Seok Jinwoo, Lee Bo Young, Yoon Hee-Young
Division of Allergy and Respiratory Diseases, Soonchunhyang University Seoul Hospital, 59 Daesagwan-ro, Seoul, 04401, Republic of Korea.
Respir Res. 2024 Dec 2;25(1):424. doi: 10.1186/s12931-024-03054-z.
Ambient humidity has a significant impact on respiratory health and influences disease and symptoms. However, large-scale studies are required to clarify its specific effects on lung function and respiratory symptoms. We examined the relationship between relative humidity (RH), lung function, and respiratory symptoms using data from the Korea National Health and Nutrition Examination Survey (KNHANES).
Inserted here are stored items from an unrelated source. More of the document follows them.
PR #1382, opened 2025-07-31
Transformers.js V4: Native WebGPU EP, repo restructuring, and more!

xenova:

PR #1386, opened 2025-08-06
Address deprecation in fromstring to frombuffer

hmaarrfk:
Deprecated since numpy 1.14 according to
https://github.com/numpy/numpy/pull/28254

This should be the correct fix for https://github.com/huggingface/transformers.js/issues/1343

And after this is merged, one can likely just revert this https://github.com/huggingface/transformers.js/pull/1351

### DIFF
--- a/scripts/float16.py
+++ b/scripts/float16.py
@@ -135,7 +135,7 @@ def convert_tensor_float_to_float16(tensor, min_positive_val=1e-7, max_finite_va
         # convert raw_data (bytes type)
         if tensor.raw_data:
             # convert n.raw_data to float
-            float32_list = np.fromstring(tensor.raw_data, dtype="float32")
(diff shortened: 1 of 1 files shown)


hmaarrfk:
was hoping that the tests could validate this code since I haven't tested it locally. marking this as draft for now.

hmaarrfk:
i guess the larger problem is that tensors could be bfloat16 or something like that.

hmaarrfk:
Seems like this code was taken from
https://github.com/microsoft/onnxconverter-common/blob/master/onnxconverter_common/float16.py#L125

that moved from fromstring to frombuffer 2 months ago in
https://github.com/microsoft/onnxconverter-common/pull/314

xenova:
Closed by https://github.com/huggingface/transformers.js/pull/1382

Issue #1191, opened 2025-02-12
Speeding up `Tensor.tolist()`


tarekziade:
There might be a way to speed up Tensor.tolist() by simplifying its code 

below is a side-by-side comparison of my version with the 3.0.2 one we ship in FF

```
var transformers = ChromeUtils.importESModule("chrome://global/content/ml/transformers-dev.js");

class CustomTensor extends transformers.Tensor {
    tolist() {
        const shape = this.dims;
        const data = this.data;
        if (shape.length === 1) return [...data];
        const result = new Array(shape[0]);
        const rowSize = shape[1];
        
        for (let i = 0; i < shape[0]; i++) {
            const row = new Array(rowSize);
            for (let j = 0; j < rowSize; j++) {
                row[j] = data[i * rowSize + j];
            }
            result[i] = row;
        }
        return result;
    }
}

async function test_tolist_speed(iterations = 10) {
    const numTokens = 16;
    const embeddingDim = 768;
    const totalElements = numTokens * embeddingDim;
    const data = Array.from({ length: totalElements }, () => Math.random() * 2 - 1);
    const shape = [numTokens, embeddingDim]; // [16, 768] for a sentence embedding
    
    const tensor = new transformers.Tensor('float32', data, shape);
    const customTensor = new CustomTensor('float32', data, shape);

    let totalTimeDefault = 0;
    let totalTimeOptimized = 0;
    let allEqual = true;

    function arraysEqual(arr1, arr2) {
        if (!Array.isArray(arr1) || !Array.isArray(arr2) || arr1.length !== arr2.length) return false;
        return arr1.every((val, index) => Array.isArray(val) ? arraysEqual(val, arr2[index]) : val === arr2[index]);
    }

    for (let i = 0; i < iterations; i++) {
        let start = performance.now();
        const defaultList = tensor.tolist();
        totalTimeDefault += performance.now() - start;
        
        start = performance.now();
        const optimizedList = customTensor.tolist();
        totalTimeOptimized += performance.now() - start;
        
        if (!arraysEqual(defaultList, optimizedList)) {
            allEqual = false;
        }
    }
    console.debug(`Avg tolist() time (default): ${(totalTimeDefault / iterations).toFixed(4)} ms`);
    console.debug(`Avg tolist() time (optimized): ${(totalTimeOptimized / iterations).toFixed(4)} ms`);
    console.debug(`Lists are equal: ${allEqual}`);
}


await test_tolist_speed(); 
```

And the results:

[...]

PR #1395, opened 2025-08-19
fix: speedup tolist function

obenjiro:
## Summary
- implement stride-based `reshape` for faster nested array construction
- add tensor tests for 4D `tolist`

Fixes https://github.com/huggingface/transformers.js/issues/1191 

## The reshape-based approach
The old implementation built the nested structure through a series of reshapes:
- For each dimension, the flat array was chunked into smaller arrays.
- Each chunk was then reshaped again for the next dimension.
- This meant multiple passes over the data: one to create the first level, another for the second, and so on.

Each reshape step:
- Allocates new arrays for every chunk.
- Invokes slice or map operations, producing copies or calling callbacks for every element.
- Re-reads the same data multiple times. For an n‑dimensional tensor, the data might be iterated n separate times.
- Incurs significant JavaScript function‑call overhead, because reduce, map, and friends invoke callbacks for each element.

This results in substantial CPU time (multiple passes and callback dispatches) and memory churn (allocating and discarding intermediate arrays). The complexity effectively grows with both the number of elements and the number of dimensions.

## Recursive construction with precomputed strides
The optimized version precomputes the strides—the number of elements to skip along each dimension—and builds the nested array recursively:
- Starting at dimension 0, allocate the output array for that level.
- For each index at this level, compute the offset into the flat buffer using the stride.
- Recurse into the next dimension until the innermost dimension is reached, where elements are read directly from the typed array.

| Shape              | Current tolist (ms) | Optimized tolist (ms) | Speedup  |
|--------------------|----------------------|-----------------------|----------|
| [16, 768]          | 1.003                | 0.319                 | 3.15×    |
| [32, 768]          | 1.948                | 0.187                 | 10.42×   |
| [8, 16, 64]        | 0.645                | 0.049                 | 13.14×   |
| [8, 32, 64]        | 1.792                | 0.259                 | 6.92×    |
| [4, 8, 16, 32]     | 1.797                | 0.096                 | 18.73×   |
| [2, 4, 8, 16, 32]  | 3.537                | 0.203                 | 17.43×   |

### DIFF
--- a/src/utils/tensor.js
+++ b/src/utils/tensor.js
@@ -212,7 +212,7 @@ export class Tensor {
      * @returns {Array}
      */
     tolist() {
-        return reshape(this.data, this.dims)
+        return reshape(this.data, this.dims);
     }
 
     /**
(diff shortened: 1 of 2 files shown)


obenjiro:
@xenova sorry for bothering you. Would you kindly look into this PR?

Issue #1372, opened 2025-07-21
[deno] OffscreenCanvas not supported by this browser for server-side worker


korywka:
### System Info

transformers: 3.6.2
deno: 2.4.1

### Environment/Platform

- [ ] Website/web-app
- [ ] Browser extension
- [x] Server-side (e.g., Node.js, Deno, Bun)
- [ ] Desktop app (e.g., Electron)
- [ ] Other (e.g., VSCode extension)

### Description

Using Deno and running transformers.js inside WebWorker tries to call `OffscreenCanvas`:

```
if (IS_BROWSER_OR_WEBWORKER) {
    // Running in browser or web-worker
    createCanvasFunction = (/** @type {number} */ width, /** @type {number} */ height) => {
        if (!self.OffscreenCanvas) {
            throw new Error('OffscreenCanvas not supported by this browser.');
        }
        return new self.OffscreenCanvas(width, height)
    };
    loadImageFunction = self.createImageBitmap;
    ImageDataClass = self.ImageData;

}
```

But Deno doesn't support `OffscreenCanvas`. Can we skip this condition for Deno? This issue started after update of the package version. On old version of transformers.js it was running without any error for Deno. Thanks.

### Reproduction

calling `const image = await RawImage.fromURL(...);`

korywka:
Looks like node also doesn't support `OffscreenCanvas`. So should the condition only for browser be enough?

korywka:
Any ideas? Don't you mind a PR to remove web worker environment for OffscreenCanvas?

xenova:
Hi there 👋 OffscreenCanvas is quite useful when running in-browser via web workers, so a PR to fully remove it sounds a bit excessive.

That said, perhaps adding a check here for Deno could work, since in that case, we'll just disallow image manipulation operations.

Also, if you could provide a code snippet to reproduce the error you're facing, that would be great!

korywka:
@xenova sorry for the delay, here is the minimal demo:

https://github.com/korywka/transformersjs-workers

xenova:
> But Deno doesn't support OffscreenCanvas. Can we skip this condition for Deno? This issue started after update of the package version. On old version of transformers.js it was running without any error for Deno. Thanks.

Now in Transformers.js v4, the default deno runtime (when imported by `npm:@huggingface/transformers`) will use the correct node-like runtime, and will use `sharp` for image operations. See https://github.com/huggingface/transformers.js/pull/1546.

[...]

PR #1417, opened 2025-09-17
Check for Canvas API before using instead of environment

korywka:
Issue: https://github.com/huggingface/transformers.js/issues/1372

The `IS_WEBWORKER_ENV` is `true` for Deno Worker runtime:
https://github.com/huggingface/transformers.js/blob/699dcb564ac1be64df2269451d641da567693908/src/env.js#L33

So it is not reliable condition to check for HTML/Offscreen-Canvas API usage.

One way to fix it is to go from env-based conditions to feature-based.

If we add Deno condition to exclude Canvas API, it would work for now, but I think it will be broken for Node Workers (https://github.com/nodejs/node/issues/43583) and [Bun Web Workers](https://bun.com/docs/api/workers).

Please note that this PR has been tested only with Deno, not other environments. It should be tested further, closed, or used as a starting point.

### DIFF
--- a/src/env.js
+++ b/src/env.js
@@ -29,11 +29,12 @@ import url from 'node:url';
 const VERSION = '3.7.3';
 
 // Check if various APIs are available (depends on environment)
-const IS_BROWSER_ENV = typeof window !== "undefined" && typeof window.document !== "undefined";
-const IS_WEBWORKER_ENV = typeof self !== "undefined" && (['DedicatedWorkerGlobalScope', 'ServiceWorkerGlobalScope', 'SharedWorkerGlobalScope'].includes(self.constructor?.name));
+const IS_BROWSER_ENV = typeof window !== 'undefined' && typeof window.document !== 'undefined';
+const IS_WEBWORKER_ENV = typeof self !== 'undefined' && (['DedicatedWorkerGlobalScope', 'ServiceWorkerGlobalScope', 'SharedWorkerGlobalScope'].includes(self.constructor?.name));
 const IS_WEB_CACHE_AVAILABLE = typeof self !== "undefined" && 'caches' in self;
 const IS_WEBGPU_AVAILABLE = typeof navigator !== 'undefined' && 'gpu' in navigator;
 const IS_WEBNN_AVAILABLE = typeof navigator !== 'undefined' && 'ml' in navigator;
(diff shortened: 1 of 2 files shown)


xenova:
Thanks for the PR! This mostly looks good to me. pinging @nico-martin for another review :)

I tried with bun workers, but the existing code seems to work for that. Sounds like Deno has this issue, which your PR aims to fix. If you can provide some reproduction that makes it fail for Deno, I can test that in Bun.

Update: Bun seems to not use a name (i.e., `Object`) for the webworker environment, meaning the check for is web worker is always false.

Also, when both sharp and canvas is available, I'm not sure what we should default to, but I think sharp would be more performant. Open to suggestions here.

nico-martin:
I like the idea of going from runtime-detection to feature-detection.
However I was not able to reproduce the error you described:

```typescript
// index.ts
const worker = new Worker(new URL("./worker.ts", import.meta.url).href);

await new Promise((resolve, reject) => {
  worker.postMessage("hello");

  worker.onmessage = (event) => {
    console.log("message received in main", event.data);
    resolve(event.data);
  };

  worker.onerror = (error) => {
    console.error("Worker error:", error);
    reject(error);
  };
});

console.log("Worker completed");
worker.terminate();

export {};
```

```typescript
// worker.ts

declare var self: Worker;

self.onmessage = async (event: MessageEvent) => {
  console.log("message received in worker", event.data);
  const segmenter = await pipeline("background-removal", "Xenova/modnet");
  const url =
    "https://huggingface.co/datasets/Xenova/transformers.js-docs/resolve/main/portrait-of-woman_small.jpg";
  const output = await segmenter(url);
  postMessage(output);
};
```

I then added a console.log in transformers.js to see what `IS_WEBWORKER_ENV` is set to. Turns out it's `false`, as expected. 

@korywka, could you send me an example where I can reproduce the error? Or have I misunderstood the problem?

korywka:
@nico-martin Hello. Yep, I gave the link in the linked issue: https://github.com/huggingface/transformers.js/issues/1372#issuecomment-3303351819

nico-martin:
Thanks!
I have been able to reproduce the error with bun and verified your fix. I also tested your changes with the example above:
✅ Node v22.17.1
✅ Deno 2.2.6
✅ Bun 1.2.22
✅ Browser (Chrome 141)

lgtm!

nico-martin (approved):

PR #1421, opened 2025-09-27
Fix Docs: grammar in text-to-audio description

P1N2O:


xenova:
The original sentence is grammatically correct, so we'll keep it as is. Thanks for opening though!

PR #1431, opened 2025-10-03
Temperature zero issue

nico-martin:
added a check that sets `generation_config.do_sample` to `false` if `temperature=0`
Screenshot 2025-10-03 at 12 38 04


src/models.js
```diff
@@ -1427,6 +1427,12 @@ export class PreTrainedModel extends Callable {
             processors.push(new ClassifierFreeGuidanceLogitsProcessor(generation_config.guidance_scale));
         }
 
+
+        if (generation_config.temperature === 0 && generation_config.do_sample) {
+          console.warn('do_sample automatically set to false. When temperature: 0, the model uses deterministic sampling (always selecting the most likely token), which is incompatible with do_sample: true.');
```
xenova:
```suggestion
          console.warn('`do_sample` changed to false because `temperature: 0` implies greedy sampling (always selecting the most likely token), which is incompatible with `do_sample: true`.');
```

xenova: image

examples/webgpu-chat/package-lock.json
xenova, line 1: we can remove this file -- all examples will be moved to https://github.com/huggingface/transformers.js-examples in transformers.js v4, so this folder will be deleted

PR #1433, opened 2025-10-06
added contributing.md

nico-martin:
@xenova, here is my idea of a CONTRIBUTING.md
Couple of things to discuss (marked as [TODO] in the file)

- [ ] whats the minimum Nodejs version? Is it 18?
- [ ] Do you have thoughts about the Pull Request checklist?

I've also seen that 16 of the 1926 tests failed is that a problem? If not we should not enforce the tests in the PR checklist. Otherwise we maybe should look into it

In this cross-sectional study, we analyzed data from KNHANES participants aged ≥ 40 years, collected between 2016 and 2018. Pulmonary function tests (PFTs) and health questionnaires were used to assess lung function and respiratory symptoms. Individual environmental data, including RH, were obtained from the Community Multiscale Air Quality model and linked to the participants' addresses. Short-term (0-14 days), mid-term (30-180 days), and long-term (1-5 years) RH exposures were examined. Linear regression models were used to evaluate the associations between RH and PFTs. Univariate and multivariable logistic regression models were applied to assess the risk of lung function abnormalities and respiratory symptoms.
In total, 10,396 participants were included (mean age: 58.3 years, male: 43.6%). In multiple regression analysis, higher RH was negatively associated with the forced expiratory volume in one second (FEV)/forced vital capacity (FVC) ratio across various time lags, while FVC was positively correlated with long-term RH exposure. In multiple logistic analysis adjusted for clinical and environmental covariates, long-term higher RH exposure was associated with a lower risk of restrictive lung disease (odds ratio [OR] at 4-year moving average [MA]: 0.978, 95% confidence interval [CI]: 0.959-0.997), while mid-term RH exposure decreased the risk of chronic cough (OR at 90-day MA: 0.968, 95% CI: 0.948-0.987) and sputum production (OR at 90-day MA: 0.985, 95% CI: 0.969-1.001).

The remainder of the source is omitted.